PROBLEM DESCRIPTION =
Output must match the data below exactly from its first line through the line that contains "PR #1086, opened 2022-04-05", with no other line.
+-------+
PR #1084, opened 2022-04-01
don't open image on get_img_size

lgvaz:
fixes for normal images, but the problem still persists for dicom files


FraPochetti (changes requested):
Can you please make sure pre-commit hooks are running as expected?

PR #1086, opened 2022-04-05
[WIP] TorchvisionBackboneConfig refactor

dnth:
This PR proposes a refactor of `TorchvisionBackboneConfig` to adopt a similar structure to the `MMDetBackboneConfig`

Because `TorchvisionBackboneConfig` is used by existing Torchvision models such as `faster_rcnn`, `mask_rcnn`, `keypoint_rcnn` and `retinanet` modifying the `TorchvisionBackboneConfig` directly will cause the imports `from icevision.all import *` to fail. As a result, I could not get the getting started training notebook to run to test it out. 

Hence, I have create a temporary class `TorchvisionBackboneConfigV2` to work on the refactor. If the `TorchvisionBackboneConfigV2` passes all the code review by core-devs, this will replace all instances of `TorchvisionBackboneConfig` class. For the purpose of this test, I have also create a temporary `retinanetv2` model that uses the `TorchvisionBackboneConfigV2` class.

The model trains on my machine but with a relatively poor performance compared to the mmdet retinanet. The model I tested was instantiated with the following lines
```
model_type = models.torchvision.retinanetv2
backbone = model_type.backbones.resnet50_fpn
model = model_type.model(backbone=backbone(pretrained=True), num_classes=len(parser.class_map), **extra_args) 
```

image

Please let me know if this is consistent with the existing IceVision structure and how should I proceed further.
Thank you.


dnth:
@ai-fast-track do you think this is going in the right direction you intended? @lgvaz do you have any suggestions?

PR #454, opened 2017-08-28
(MCO-816) Allow upgrading puppet-agent with mcollective

MikaelSmith:
Since mcollective is part of puppet-agent packaging, upgrading that
package over an mcollective plugin is tricky. Previously the mcollective
systemd service was currently configured in a way that broke that,
because it killed the entire process tree when stopping as part of the
upgrade.

Set `KillMode=process` for the systemd service (similar to how Puppet
and PXP Agent are configured) so that it can be restarted during the
upgrade without killing the upgrade itself.


nicklewis:
If I understand correctly, this addresses the problem by not killing the package manager process that was forked to do the package upgrade. Is that right?

MikaelSmith:
Yes. Without this the entire process tree is killed if mcollective is restarted (which happens during a puppet-agent upgrade). That's the default behavior (`control-group`) for [KillMode](https://www.freedesktop.org/software/systemd/man/systemd.kill.html#KillMode=).

This configuration change ensures only the mcollective process is killed, which means subprocesses started by the agent (such as the actual upgrade) will continue.

For upgrades via puppet, the puppet-agent agent plugin will fork/exec Puppet; that process will continue running after the mcollective service is stopped.

PR #455, opened 2017-09-16
(MCO-817) Allow unquoted function arguments

MikaelSmith:
Allows function arguments to be unquoted, as in `fact(os.family)`.

### DIFF
--- a/lib/mcollective/matcher/scanner.rb
+++ b/lib/mcollective/matcher/scanner.rb
@@ -188,8 +188,9 @@ module MCollective
           return "bad_token", [@token_index - current_token_value.size + 1, @token_index]
         else
           if func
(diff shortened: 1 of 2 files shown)


nicklewis:
This code is just *identifying* function calls. Does the code that later parses the call also properly handle the lack of quotes?

MikaelSmith:
I don't plan to put much effort into this. I think, based on the regex, that this change is purely additive. It seems to work for some simple things, like `fact(os.family)`. It might break in other ways, but I think the risk there is low and can be fixed if it comes up.

MikaelSmith:
It probably would make sense to have a more thorough test. And I can see spaces messing things up. I'll spend a little time on that.

PR #464, opened 2017-12-05
(maint) Ensure projects can handle fedora without the f prefix

mwaggett:
This commit removes the 'fedora-prefix' from the filename in acceptance tests.

### DIFF
--- a/acceptance/lib/puppet/acceptance/install_utils.rb
+++ b/acceptance/lib/puppet/acceptance/install_utils.rb
@@ -126,15 +126,13 @@ module Puppet
         case platform
         when /^(fedora|el|centos)-(\d+)-(.+)$/
           variant = (($1 == 'centos') ? 'el' : $1)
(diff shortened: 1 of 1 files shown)


MikaelSmith:
This is probably fine. I'm not sure we even run tests with mco on fedora.

MikaelSmith:
On that note, not sure it's needed either.

mwaggett:
@MikaelSmith fair, but consistency++ 😊  
I'm gonna throw up a Do Not Merge though, since this should probably go in at the same time as https://github.com/puppetlabs/puppet-agent/pull/1280, https://github.com/puppetlabs/puppet/pull/6414, and https://github.com/puppetlabs/puppetlabs-puppet_agent/pull/232.

mwaggett:
This won't be needed once [MCO-831](https://tickets.puppetlabs.com/browse/MCO-831) goes in.

PR #465, opened 2018-02-08
(maint) Update acceptance tests that reference nightlies

mwaggett:
This commit changes the name of the nightlies server to the actual hostname so that when we remove the 'nightlies' cname (to use for *new* nightlies), tests won't break. THIS SHOULD NOT BE PERMANENT (see RE-10231).


MikaelSmith:
I don't think this runs automatically anywhere, so I'm fine just ignoring it while things change.

mwaggett:
@branan ^ can you confirm? I know you all added all kinds of automation around puppet-agent and its components and I don't wanna break your shit.

PR #467, opened 2018-02-20
(docs) Prepare for 2.12.0 release

MikaelSmith:


website/releasenotes.md
```diff
@@ -8,7 +8,21 @@ This is a list of release notes for various releases, you should review these
 before upgrading as any potential problems and backward incompatible changes
 will be highlighted here.
 
-<a name="2_11.4">&nbsp;</a>
+<a name="2_12_0">&nbsp;</a>
+
+## 2.12.0 - TBD
```
branan: Should we preemptively fill in the puppet-agent 5.5.0 release date here?

MikaelSmith: We could. Going to need to figure out that pattern if we want to keep having release notes live in the code.

branan: I'd honestly rather we didn't, as it puts weird manual bits in all our automatic release processes :)

As for the date, it's up to you. I'm worried we'll forget to do it over the next month and ship with TBD

MikaelSmith: We could stop including the date. Or we can set it here, and not care if it turns out to be wrong.

MikaelSmith: Do we have a release date set?

branan: March 20th is the plan

MikaelSmith: Updated.

PR #471, opened 2018-03-09
(MCO-832) Include offset from UTC in log messages

Sharpie:
This commit updates the format used by the File_logger to include the offset
from UTC in the timestamp added to the log messages. This context helps with
troubleshooting issues that arise when the client, server, and broker are
operating in different time zones.

### DIFF
--- a/lib/mcollective.rb
+++ b/lib/mcollective.rb
@@ -59,7 +59,7 @@ module MCollective
 
   MCollective::Vendor.load_vendored
 
-  VERSION="2.12.0"
+  VERSION="2.13.0"
 
   def self.version
     VERSION
--- a/lib/mcollective/logger/file_logger.rb
+++ b/lib/mcollective/logger/file_logger.rb
@@ -15,6 +15,8 @@ module MCollective
 
         @logger = ::Logger.new(config.logfile, config.keeplogs, config.max_log_size)
         @logger.formatter = ::Logger::Formatter.new
+        # ISO-8601 with sub-second precision and offset from UTC.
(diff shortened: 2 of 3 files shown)


MikaelSmith:
There's a mock logger that needs to be updated.

Sharpie:
Ah yes, got it updated!

lib/mcollective/logger/file_logger.rb
```diff
@@ -15,6 +15,8 @@ def start
 
         @logger = ::Logger.new(config.logfile, config.keeplogs, config.max_log_size)
         @logger.formatter = ::Logger::Formatter.new
+        # ISO-8601 with sub-second precision and offset from UTC.
+        @logger.formatter.datetime_format = "%Y-%m-%dT%H:%M:%S.%6N%:z "
```
MikaelSmith: Is the trailing space intentional?

MikaelSmith: Yup, necessary to leave space for the PID

Sharpie: Yeah, should have called that out in the comment.

lib/mcollective.rb
```diff
@@ -59,7 +59,7 @@ module MCollective
 
   MCollective::Vendor.load_vendored
 
-  VERSION="2.12.0"
+  VERSION="2.13.0"
```
Sharpie: Looks like this might have gone into the 2.12.x branch as part of the re-target.

MikaelSmith: Ugh oops. I'll revert that.

MikaelSmith: Fixed up.

PR #474, opened 2018-03-21
(MCO-833) Fix loading facts when YAML file contains aliases

camilo-schoeningh-sociomantic:
If YAML.safe_load is in use, we need to explicity enable aliases. This
is needed for example by choria-mcollective which is creating
aliases for `libdir`.


mateusz-gozdek-sociomantic:
We also found, that some facts requires `Symbol` class to be serialized, so I think `Symbol` should be whitelisted (added to first array).

MikaelSmith:
Whitelisting symbols would be acceptable.

camilo-schoeningh-sociomantic:
@MikaelSmith Done.

PR #475, opened 2018-03-26
(MCO-817) Only allow simple expressions to be unquoted

MikaelSmith:
A more restrictive approach to MCO-817 to simplify things like structured fact lookup and fstat calls.


MikaelSmith:
This stuff is a little unclear. It seems like there was some attempt to sanitize input in the past because it would be evaled to invoke [data plugins](https://puppet.com/docs/mcollective/current/reference/plugins/data.html). However that was better addressed by MCO-765.

PR #479, opened 2018-08-02
(packaging) Use packaging as a gem

mwaggett:
\+ some other small things, see individual commit messages for details


mwaggett:
Not really sure what the deal is with those test failures.. My *guess* is that it's related to the new rake version? but I can't reproduce locally and I don't see "last_comment" anywhere in this repo so idk where that's coming from..

mwaggett:
but this has not come up in other repos where we unpinned the rake version (which is needed for compatibility with packaging)..

MikaelSmith:
Probably mismatch between rake and rspec versions.

mwaggett:
hmm unpinning rspec seems to have gotten rid of the original issue, but now it's saying it can't find mcollective for testing??

Rakefile
```diff
@@ -40,52 +24,19 @@ task :clean do
...
-  Rake::Task["package:deb"].invoke
-
-  if ENV['SIGNED'] == '1'
-    deb_flag = "-k#{ENV['SIGNWITH']}" if ENV['SIGNWITH']
-    safe_system %{/usr/bin/debsign #{deb_flag} pkg/deb/*.changes}
-  end
-  move_artifacts
-end
-
-desc "Build documentation"
```
MikaelSmith: Probably want to leave the doc task.

MikaelSmith:
Can we just skip this PR?? This rspec setup seems to do some terrible things.

mwaggett:
@MikaelSmith we could.. but in the event that we need to do an mcollective release in the future, we would have to ship manually, which we'll no doubt forget when that time comes. I know it's unlikely for us to need another release from this branch (*knock on wood*), but won't later branches have a similar problem? Since we're supporting Puppet Platform 5.5.x in an LTS, which includes mco 2.12.x, I would be surprised if we *never* released again. Do you think this is set up better on later branches? 

and to answer your earlier question, packaging requires rake ~> 12.3

MikaelSmith:
It's not better on later branches.

MikaelSmith:
I think our best bet is to separate rspec and Rake then. Keep rspec pinned to 2.11.z, and change how we run specs to avoid using the Rake task helpers.

mwaggett:
yay! @MikaelSmith the only remaining failures are because packaging doesn't support ruby < 2 anymore.

MikaelSmith:
You can drop those versions from the test matrix.

PR #480, opened 2018-08-06
(maint) Use rspec spec in Travis

MikaelSmith:
To bump to newer versions of rake, we need to stop using it to run rspec
because rspec 2 and rake 12 are incompatible.


MikaelSmith:
Ok, I think this version gives the most readable titles.

PR #29, opened 2015-10-31
expose total_in method, fixes #28

### LINKED ISSUE #28: Reading self-terminating streams
First off, awesome library, thanks!

My use-case: reading git pack files, which contain multiple concatenated, yet undelimited, zlib/deflate streams of data.  In other words, the pack files don't contain any information about the length of the streams - so to detect where the start of the next object in the pack is, I have to know exactly how many bytes the underlying deflate implementation consumed, so I can know where in the underlying file to start reading the next segment of data from.

This poses two separate problems:
* Constructing a ZlibDecoder takes ownership of the underlying file stream, which means I have to re-open the pack file to read the next object from it.  This is an annoyance, but it works fine for my scenario.
* I need to get the number of bytes the ZlibDecoder consumed (which is likely less that the number of bytes it read off the underlying stream, due to buffering).

In an ideal world, I think ZlibDecoder would only take a `&mut` reference to the underlying `Read`, and by some magic, when it's destroyed, it leaves that underlying stream positioned at the exact end of zlib data.  This will likely involve requiring the underling stream to also implement `Seek`, which in turn either requires code duplication in the API (so far as I am aware), or imposes unwanted restrictions on everyone else.  I don't think that's realistic, so let's move on to option 2:

Make ZlibDecoder take a `&mut` reference to the underlying `Read`.  It does nothing special when it's destroyed, but it exposes an extra `zlibDecoder.consumed_bytes()` method (or field, or whatever), calculated from the total bytes it's read, less what's remaining in miniz's input buffer.

The last option for me is to scrap the higher-level API and directly use your miniz-sys bindings, which is ugly for me, but less ugly for everyone else.

Thoughts?

joshuawarner32:
For completeness, it may be good to have the same method on GzDecoder.
I forewent for now since it's not quite as obvious and I don't happen
to need it.  I can take another peek if you think it's important.

### DIFF
--- a/src/deflate.rs
+++ b/src/deflate.rs
@@ -150,6 +150,19 @@ impl<R: Read> DecoderReader<R> {
     pub fn into_inner(self) -> R {
         self.inner.into_inner()
     }
+
+    /// Returns the number of bytes that the decompressor has consumed.
+    ///
+    /// Note that this will likely be smaller than what the decompressor actually
+    /// read from the underlying stream due to buffering.
+    pub fn total_in(&self) -> u64 {
+        self.inner.total_in()
+    }
+
+    /// Returns the number of bytes that the decompressor has produced.
+    pub fn total_out(&self) -> u64 {
+        self.inner.total_out()
+    }
 }
 
 impl<R: Read> Read for DecoderReader<R> {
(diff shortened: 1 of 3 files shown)


src/stream.rs
```diff
@@ -8,7 +8,7 @@ use Compression;
 use ffi;
 
 pub struct Stream<D: Direction> {
-    raw: ffi::mz_stream,
+    pub raw: ffi::mz_stream,
```
alexcrichton: There's a `total_in` method below which perhaps can be used to avoid this `pub`?

alexcrichton:
Looks good to me, thanks @joshuawarner32! Just one small nit but otherwise I'm fine merging

src/stream.rs
joshuawarner32: Ah, good point.  I fix that, renamed consumed_bytes to total_in for consistency, and added total_out for the hell of it.

alexcrichton:
Thanks!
+-------+
RESULT OF THIS TASK =
PR #1084, opened 2022-04-01
don't open image on get_img_size

lgvaz:
fixes for normal images, but the problem still persists for dicom files


FraPochetti (changes requested):
Can you please make sure pre-commit hooks are running as expected?

PR #1086, opened 2022-04-05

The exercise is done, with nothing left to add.